Keywords: platelets, thrombus formation, microfluidics, flow assays, platelet adhesion, platelet aggregation, shear rate, antiplatelet agents
1. Introduction
Platelets play a central pathogenic role in thrombosis; they aggregate at sites of atherosclerotic plaques, forming thrombi that can occlude the lumen of the artery [1,2,3]. In coronary arteries, this process causes acute coronary syndromes, which are a major cause of morbidity and mortality [4]. Atherosclerotic plaques favor the formation of thrombi by exposing thrombogenic surfaces, to which platelets adhere, and by causing stenosis of the arterial lumen, which contributes to platelet activation by increasing the shear rate of blood flow [5,6]. Patients with acute coronary syndrome are treated with antiplatelet drugs, inhibiting cyclooxygenase-1 (COX-1) (acetylsalicylic acid) and P2Y12 receptors (clopidogrel, ticagrelor or prasugrel).

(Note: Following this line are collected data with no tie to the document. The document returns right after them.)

PR #5681, opened 2025-07-21
[COST-6490] Handle special chars in tags and cost category

bacciotti:
## Jira Ticket

[COST-6490](https://issues.redhat.com/browse/COST-6490)

## Description

This change will fix the special chars handling errors in tags and cost category. 
1. Fixes the whitespace error in `&group_by[aws_category:Stage2%20OUs]=*` and
2. Fixes the tuple out of range index error in `&group_by[tag:Tirea/app-group]=*`

## Testing whitespace error fix

1. Checkout Branch
2. Restart Koku
3. Ingest AWS sample data
4. Make sure you have at least one tag key that contains a whitespace: `SELECT * FROM org1234567.reporting_awsenabledcategorykeys;`
5. Hit endpoint `/cost-management/v1/reports/aws/costs/?group_by[aws_category:<TAG-KEY-WITH-WHITESPACE-HERE>]=*`
6. It should work without any errors or warnings.

## Testing tuple out of range index error fix

1. Checkout Branch
2. Restart Koku
3. Ingest AWS sample data: you can update your `koku/dev/scripts/nise_ymls/ocp_on_aws/aws_static_data.yml` to include a tag with a backslash, for example `resourceTags/user:Tirea/app-group: testing-testing`
4. Hit endpoint `/cost-management/v1/reports/aws/costs/?group_by[tag:<TAG-WITH-BACKSLASH-HERE>]=*`
6. It should work without any errors or warnings.

## Release Notes
- [ ] Fix the special chars handling errors in tags and cost category.

```markdown
* [COST-6490](https://issues.redhat.com/browse/COST-6490) Fix the special chars handling errors in tags and cost category.
```

### DIFF
--- a/koku/api/report/queries.py
+++ b/koku/api/report/queries.py
@@ -46,6 +46,7 @@ from api.query_handler import QueryHandler
 from api.report.constants import AWS_CATEGORY_PREFIX
 from api.report.constants import TAG_PREFIX
 from api.report.constants import URL_ENCODED_SAFE
+from api.utils import safe_column_alias
 
 LOG = logging.getLogger(__name__)
 
@@ -696,7 +697,9 @@ class ReportQueryHandler(QueryHandler):
         if aws_category_column := self._mapper.provider_map.get("aws_category_column"):
             groups = self.get_aws_category_keys("group_by")
             for aws_category in groups:
-                db_name = aws_category_column + "__" + strip_prefix(aws_category, AWS_CATEGORY_PREFIX)
+                raw_key = strip_prefix(aws_category, AWS_CATEGORY_PREFIX)
+                safe_key = safe_column_alias(raw_key)
+                db_name = f"{aws_category_column}__{safe_key}"
                 aws_category = str.encode(aws_category)
                 aws_category = quote_from_bytes(aws_category, safe=URL_ENCODED_SAFE)
                 group_pos = self.parameters.url_data.index(aws_category)
--- a/koku/api/report/queries.py
+++ b/koku/api/report/queries.py
@@ -684,8 +684,8 @@ class ReportQueryHandler(QueryHandler):
         tag_groups = self.get_tag_group_by_keys()
         for tag in tag_groups:
             original_tag = strip_prefix(tag, TAG_PREFIX)
-            sanitized_tag = sanitize_tag(original_tag)
-            tag_db_name = self._mapper.tag_column + "__" + sanitized_tag
+            safe_tag = safe_column_alias(original_tag)
+            tag_db_name = self._mapper.tag_column + "__" + safe_tag
             encoded_tag_url = quote(original_tag, safe=URL_ENCODED_SAFE)
             group_pos = self.parameters.url_data.index(encoded_tag_url)
             group_by.append((tag_db_name, group_pos))
--- a/koku/api/utils.py
+++ b/koku/api/utils.py
@@ -608,4 +608,4 @@ def safe_column_alias(alias: str) -> str:
     """
     Sanitize column alias to be SQL-safe (no spaces, quotes, etc.).
     """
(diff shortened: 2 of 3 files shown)


koku/api/utils.py
```diff
@@ -602,3 +603,10 @@ def get_months_in_date_range(
 
     months = dh.list_month_tuples(dt_start, dt_end)
     return [(start, end, dt_invoice_month) for start, end in months]
+
+
+def safe_column_alias(alias: str) -> str:
+    """
+    Sanitize column alias to be SQL-safe (no spaces, quotes, etc.).
+    """
+    return re.sub(r"[^a-zA-Z0-9_]", "_", alias)
```
myersCody, line 612: So, I think you are doing this work a bit early. We can change the tag but then it won't match what is stored in the database. I think for now all we want to do is utilize the santized tag correctly.

koku/api/report/queries.py
```diff
@@ -106,6 +108,25 @@ def sanitize_tag(tag):
...
 
 
+def restore_tag_alias(value, alias_lookup, prefix="No-"):
+    """
+    Restore the original tag value from an alias.
+    Example:
+        "Tirea_app_group" → "Tirea/app-group"
+        "No-Tirea_app_group" → "No-Tirea/app-group"
+    """
+    if not isinstance(value, str):
```
myersCody, line 118: Can you give me more context about what we are trying to accomplish with this function

myersCody:
Lets jump on a call and chat about this one tomorrow

bacciotti:
@myersCody thanks for taking a look at this one... it is pretty confusing sometimes!

Regarding the `safe_column_alias()` comment, just to clarify: the sanitization here is only meant to ensure we use ORM-safe field names. Since ORM doesnt allow certain chars (like `/`, `-`, spaces...) in field lookups, we sanitize the tag to avoid breaking the query construction. The actual key used to access the JSON field in the database still corresponds to the original tag (`'Tirea/app-group'`), not the sanitized one. So the query continues to match what is stored in the DB correctly.

As for `restore_tag_alias()`, the goal is to reverse the sanitization before returning the data to the API, so that users see the original tag names (with `/`), not the sanitized version used internally.

The key piece of this change is the alias lookup dictionaries (`_tag_alias_lookup` and `_tag_plural_alias_lookup`), which preserve the mapping between sanitized tag names and their original values. This allows us to:
- Build ORM-safe field references for group by and filtering;
- Perform correct matching against db;
- Return the original tag names in the API response.

Anyway, this makes sense to me, but considering all the layers the data goes through, I might’ve missed something. Thanks again for the review! happy to dig deeper together if we think there is a better approach.

koku/api/report/queries.py
```diff
@@ -683,11 +706,15 @@ def _get_tag_group_by(self):
         tag_groups = self.get_tag_group_by_keys()
         for tag in tag_groups:
             original_tag = strip_prefix(tag, TAG_PREFIX)
-            sanitized_tag = sanitize_tag(original_tag)
-            tag_db_name = self._mapper.tag_column + "__" + sanitized_tag
             encoded_tag_url = quote(original_tag, safe=URL_ENCODED_SAFE)
             group_pos = self.parameters.url_data.index(encoded_tag_url)
-            group_by.append((tag_db_name, group_pos))
+            safe_tag = safe_column_alias(original_tag)
+            tag_db_name = self._mapper.tag_column + "__" + safe_tag
```
maskarb: This is fundamentally broken. By changing the tag value, you've changed what we are querying in the database. It is impossible for this work because we need this value as-is to do a group-by. If the original value for a key in the database was "key with space", and we try to group on that, what we end up grouping by in the db is "key_with_space". This is wrong and breaks the query.

We need a solution that passes the original value to the query, else it is wrong.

Microfluidic flow chambers (MFCs) designed to observe platelet adhesion and thrombus formation on surfaces coated with adhesive proteins, such as collagen, have become a valuable tool for research in hemostasis and thrombosis [7,8,9]. These devices can characterize platelet function under flow with low blood volume requirements and controlled conditions. They can mimic the anatomy of healthy and stenotic blood vessels [7,10], recreate a range of physiological and pathological shear stress conditions [11,12,13] and investigate platelet accumulation over different adhesive proteins [14,15]. Furthermore, these devices allow to study the inhibitory effect of antiplatelets agents on platelet adhesion and thrombus formation [16,17].
However, as a consequence of their high flexibility, MFCs are poorly standardized [18]. Limited studies have been performed to assess the variability of platelet accumulation in relation with the experimental variables. With regards to platelet deposition on collagen, most of the works have focused on the role of the mechanical stresses, reporting on the significant shear-rate dependency of the platelet adhesion and thrombus formation processes, e.g., [12,19,20]. The sensitivity to collagen concentration was investigated by Savage et al. [21] and Neeves and colleagues, who performed the most comprehensive study on the sources of variability in platelet accumulation on collagen, exploring also the effect of phenotypic and genetic factors [19]. The inhibitory effect of antiplatelet drugs on platelet accumulation has been studied by Diamond’s research group in a number of works [16,17,22]. Despite these studies and some attempts to define common protocols [18,23], no real standardization has been achieved and the effect of a number of assay-dependent variables still remains to be fully elucidated.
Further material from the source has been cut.